# Good trade or not?



## Ironhorse805 (Oct 9, 2013)

Looking to trade my mid to late 90s craftsman and cub 108 for a gravely 814, this a good deal? Gravely is in perfect running shape, only issue is paint, which is the same for my cub and craftsman. I know gravely's are heavy duty commercial tractors, but not sure if I'm better off keeping my 108/craftsman? Any thoughts, suggestions, ideas, etc would be greatly appreciated. Happy Easter!


----------



## ftorleans1 (Jul 12, 2009)

Have you made the trade yet?


----------



## skunkhome (Nov 30, 2008)

Down here Gravely commands top dollar even for what most consider scrap condition. Snapper also. Crazy.. .... while craftsman and CC you cant give away. 200 miles north of me CC is king. 

If y'all are both happy, it's a marriage made in heaven.


----------



## GTcollector (Dec 27, 2010)

skunkhome said:


> Down here Gravely commands top dollar even for what most consider scrap condition. Snapper also. Crazy.. .... while craftsman and CC you cant give away. 200 miles north of me CC is king.
> 
> If y'all are both happy, it's a marriage made in heaven.


Ya gotta go more than 200 miles, more like 600 miles, around here a good running Cub hydro or geared tractor is worth 300.00 tops, Murray's bring more


----------



## OldBuzzard (Jun 23, 2011)

A good deal is a state of mind.

If YOU are happy then it's a good deal!

I've made some trades that some would say was a 'bad deal', but as long as I and the other guy were happy, then I count it as a GOOD DEAL.


----------



## GTcollector (Dec 27, 2010)

OldBuzzard said:


> A good deal is a state of mind.
> 
> If YOU are happy then it's a good deal!
> 
> I've made some trades that some would say was a 'bad deal', but as long as I and the other guy were happy, then I count it as a GOOD DEAL.

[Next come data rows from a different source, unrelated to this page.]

PR #21764, opened 2026-03-06
smol_str: Improve API surface

Veykril:
in anticipation of a 1.0 cut

Some of this was done with Claude

### DIFF
--- a/lib/smol_str/src/lib.rs
+++ b/lib/smol_str/src/lib.rs
@@ -34,13 +34,17 @@ use core::{
 pub struct SmolStr(Repr);
 
 impl SmolStr {
+    /// The maximum byte length of a string that can be stored inline
+    /// without heap allocation.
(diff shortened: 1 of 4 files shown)


lib/smol_str/src/lib.rs
```diff
@@ -850,10 +948,18 @@ macro_rules! format_smolstr {
 /// A builder that can be used to efficiently build a [`SmolStr`].
 ///
 /// This won't allocate if the final string fits into the inline buffer.
-#[derive(Clone, Default, Debug, PartialEq, Eq)]
+#[derive(Clone, Default, Debug)]
```
A4-Tacks, line 951: It looks like this is breaking change.
If we do this, the next bump version will need to be 0.4.0 instead of 0.3.6

Veykril: Yea that's intentional, we are thinking of cutting a 1.0 hence we can break things now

AMEN, because I buy want I want and I know what it's worth to me, now that I have it and you don't, go buy one like it, if you can. These machines are getting very hard to come buy.


----------



## Ironhorse805 (Oct 9, 2013)

Thanks everybody for the responses. I ended up not doing the deal, but am currently presented with a possible trade for my cub cadet 108 for a 66 Jacobsen 800 with a snow thrower, I know cubs are shaft driven and the design is superior then belt driven, but something about the old jacobsen's always interested me also my late father in law had two of them one 1000 and other was a 800. So i don't know lol


----------



## jhngardner367 (Apr 5, 2011)

The biggest problem with the Jacobsen,is going to be finding parts. They are nearly non-existent for the pre-80's units.
The new"Jacobsen" is a totally different company.


----------



## Ironhorse805 (Oct 9, 2013)

Yeah that's true, but I figure I got a deere 212 and Yamaha big bear 4x4 quad as my main work machines and would just use the Jacobsen for hauling wood and light duty, at one point picking up a parts tractor somewhere


----------